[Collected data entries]
PR #990, opened 2021-02-25
Enable ESLint no-explicit-any

### LINKED ISSUE #793: Enable '@typescript-eslint/no-explicit-any' for the frontend and backend
It is bad practice to use `any` inside of typescript unless it is critically necessary. Currently the `'@typescript-eslint/no-explicit-any'` rule is disabled, allowing some instances of this to slip by. In order to enable this rule, someone will need to first analyze the 15 instances of `any` used in the backend and then `70` instances in the frontend. Once those are fixed it will be trivial to enable this rule.

In some instances it should be very simple to fix these, just mousing over in VSCode for the backend login function for example shows the return type of the related service, so this is just a matter of copy pasting the related service return type onto this function.

Screen Shot 2021-01-21 at 12 04 38 PM

camdenmoors:
Closes #793, enables `@typescript-eslint/no-explicit-any` in the frontend and backend, and removes as many instances of any as possible.

Remaining instances:
 - OAuth Strategies: Callback is a function and cannot be typed within the function declaration.
 - UtilColorGenerator: Color objects are typed as readonly, so we must declare our own object (`l`) and then return it `as Color`
 - On_resize: Resize events (handled by [vue-resize-directive](https://github.com/David-Desmaisons/Vue.resize)) don't have their own type other than Event, which won't have clientWidth
 - HTTPFailure: It seems catches from axios requests don't have their own type, so HTTPFailure will continue to take any and hope that `error.response.data.message` exists


apps/frontend/src/components/global/upload_tabs/aws/S3Reader.vue
```diff
@@ -1,3 +1,4 @@
+/* eslint-disable @typescript-eslint/no-explicit-any */
```
rbclark, line 1: Does this disable for the whole file?

rbclark:
Can we take advantage of the `unknown` typescript keyword for any of these? For example, for HTTPFailure it could look like this:

```typescript
  @Action
  HTTPFailure(error: unknown) {
    const nestedError = _.get(error, 'response.data.message');
    if (typeof nestedError === 'object') {
      this.failure(
        nestedError
          .map(function capitalize(c: string) {
            return c.charAt(0).toUpperCase() + c.slice(1);
          })
          .join(', ')
      );
    } else {
      this.failure(nestedError || error);
    }
  }
```

Which no longer requires `any`.

rbclark (approved):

* EXERCISE DESCRIPTION: The records above are to be given again in full, word for word.

* TASK RESULT:
PR #990, opened 2021-02-25
Enable ESLint no-explicit-any

### LINKED ISSUE #793: Enable '@typescript-eslint/no-explicit-any' for the frontend and backend
It is bad practice to use `any` inside of typescript unless it is critically necessary. Currently the `'@typescript-eslint/no-explicit-any'` rule is disabled, allowing some instances of this to slip by. In order to enable this rule, someone will need to first analyze the 15 instances of `any` used in the backend and then `70` instances in the frontend. Once those are fixed it will be trivial to enable this rule.

In some instances it should be very simple to fix these, just mousing over in VSCode for the backend login function for example shows the return type of the related service, so this is just a matter of copy pasting the related service return type onto this function.

Screen Shot 2021-01-21 at 12 04 38 PM

camdenmoors:
Closes #793, enables `@typescript-eslint/no-explicit-any` in the frontend and backend, and removes as many instances of any as possible.

Remaining instances:
 - OAuth Strategies: Callback is a function and cannot be typed within the function declaration.
 - UtilColorGenerator: Color objects are typed as readonly, so we must declare our own object (`l`) and then return it `as Color`
 - On_resize: Resize events (handled by [vue-resize-directive](https://github.com/David-Desmaisons/Vue.resize)) don't have their own type other than Event, which won't have clientWidth
 - HTTPFailure: It seems catches from axios requests don't have their own type, so HTTPFailure will continue to take any and hope that `error.response.data.message` exists


apps/frontend/src/components/global/upload_tabs/aws/S3Reader.vue
```diff
@@ -1,3 +1,4 @@
+/* eslint-disable @typescript-eslint/no-explicit-any */
```
rbclark, line 1: Does this disable for the whole file?

rbclark:
Can we take advantage of the `unknown` typescript keyword for any of these? For example, for HTTPFailure it could look like this:

```typescript
  @Action
  HTTPFailure(error: unknown) {
    const nestedError = _.get(error, 'response.data.message');
    if (typeof nestedError === 'object') {
      this.failure(
        nestedError
          .map(function capitalize(c: string) {
            return c.charAt(0).toUpperCase() + c.slice(1);
          })
          .join(', ')
      );
    } else {
      this.failure(nestedError || error);
    }
  }
```

Which no longer requires `any`.

rbclark (approved):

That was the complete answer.